The Mystic (1925)

Finishing off that Criterion Tod Browning set with what is evidently the least known of the three films therein… Interesting that the titular mystic is actually a somewhat secondary character; she’s one of a group of circus gypsies recruited by an American crook, Michael Nash, as part of a scheme to part people from their money through staged seances. But Nash gets greedy and this ultimately results in a somewhat unexpected complication. Not a million miles removed from something like Nightmare Alley, I suppose, albeit a couple of decades before that… Browning couldn’t get any of his usual cast (including Lon Chaney) so he had to make do with a bunch of people who seem to be pretty obscure now, though they all acquit themselves well enough, even if I never entirely bought Nash’s change of heart which drives the plot in the last third or so of the film. I’m mostly puzzled by the score Criterion used for the film, though… not that it’s bad, cos it’s not, it actually suits the film pretty well; it’s just that, frankly, it comes off sonically like an old Vitaphone track despite being newly written, i.e. not just music but sound effects as well, and the latter tend to be distracting just like they did in the old Vitaphone soundtracks I’ve heard. (Doesn’t help that Criterion presents the soundtrack in mono for some reason.) But on the whole it’s pretty well made and well presented; the production is solid early MGM, and the seance fakery actually produces a surprisingly ominous mood that’s more effective than you might expect. This whole set was well worth getting.

The Unknown (1927)

I first saw this, as I recall, back in 2002, at which time I was quite panicked by the climax of this film and seriously thought it would in fact end with Norman Kerry’s arms being ripped off, and I was making some very odd squealing noises while watching it. If a then-75 year old silent film could have that effect on me, it had to be something remarkable. 22 years later, as The Unknown approaches its centenary, it perhaps didn’t quite have that effect on me tonight, but it wasn’t that far off… plus in those intervening a second print of the film turned up, thus returning it to its original length and proportions. If Freaks was an odd choice for MGM to make and release in 1932, this was even odder in a way for them to have made five years earlier; it really is one of the most fucked-up romances in 20th century cinema, the criminal trying to keep his… distinctive hand concealed by posing as an armless circus knife thrower and the young woman terrified of the touch of men’s hands, leading to an… extreme makeover, shall we say. This must’ve seemed amazingly grotesque in 1927, cos it sure as hell does in 2024, and I’ve always seen it as the sort of thing which demonstrates how good an actor Lon Chaney was quite apart from his obviously formidable make-up skills.
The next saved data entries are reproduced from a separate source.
PR #1506, opened 2024-05-13
Add Workflow service type and handler type

### LINKED ISSUE #1505: Implement Workflow service and handler type

slinkydeveloper:
Fix #1505

This PR:

* Adds the new service type and handler type, plus reorganizes a bit the internal representation of service types
* Implements the run-once semantics of workflow methods
* Allows the user to tweak the completion_retention_time of the workflow from the admin api


crates/worker/src/partition/state_machine/command_interpreter/mod.rs
```diff
@@ -287,6 +294,47 @@ where
...
+                            is,
+                            response_sink
+                        )
+                    }
+                }
+
+                // TODO ADD ATTACH INVOCATION ID NOTIFICATION TO INGRESS!!!!!!
+                return Ok(());
+            }
+        }
```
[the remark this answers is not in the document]
tillrohrmann: After an offline chat with Francesco: Workflows don't need to use the idempotency table because calls to a workflow are uniquely identified through the service key. So we add a bit of special casing for this specific scenario.

crates/ingress-http/src/handler/service_handler.rs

The Unknown is melodrama of somewhat preposterous luridness, but somehow Chaney sells this bizarre proposition, even though Alonzo the Armless is a character that even Werner Herzog might have found excessive. I did kind of miss the Alloy Orchestra’s score from the older release, but that was written for the 49-minute version so wouldn’t have worked the same for this restoration; whatever, though, it’s good to have it back to what appears to be almost its original length. Pleased to see this again too.

Freaks (1932)

As I was saying about films I need to rewatch, this was one of them, having recently scored the Criterion blu-ray with this (ludicrously, I don’t think I’ve ever actually owned this in any form until now), The Unknown and The Mystic… both of which will also be making appearances here. This wasn’t Tod Browning’s first rodeo …er, circus story, but by casting actual “freaks” he was crossing boundaries audiences weren’t prepared to go beyond with him; although I’m not sure if they were offended on behalf of the “freaks” for being exploited, or on behalf of themselves for being forced to look at these misshapen things… I suspect it was more the latter, however, given that behind the scenes MGM’s other staff were finding Browning’s cast kind of unacceptably monstrous as well. It’s clear, though, that Browning’s sympathies are absolutely with his human oddities from start to finish; even when they go on their climactic rampage against Cleopatra and Hercules, the latter—a pair normal-sized able-bodied people who hate the rest of the circus cast, even the other “normal” ones—have been painted as so awful and venal that the “freaks”‘ revenge on them is quite understandable. Alas that critics and audiences would take a few more decades to catch up with Browning, whose career was pretty fatally damaged by the fuss; all this time later it still seems incomprehensible that MGM, of all the major Hollywood studios at that time, made and released this thing. Less incomprehensible than them repudiating it until the 1960s but even so. It’s still pretty transgressive and kind of questionable, but a lot better and more seriously intended than it could’ve been in less careful hands. Very pleased to have seen this again.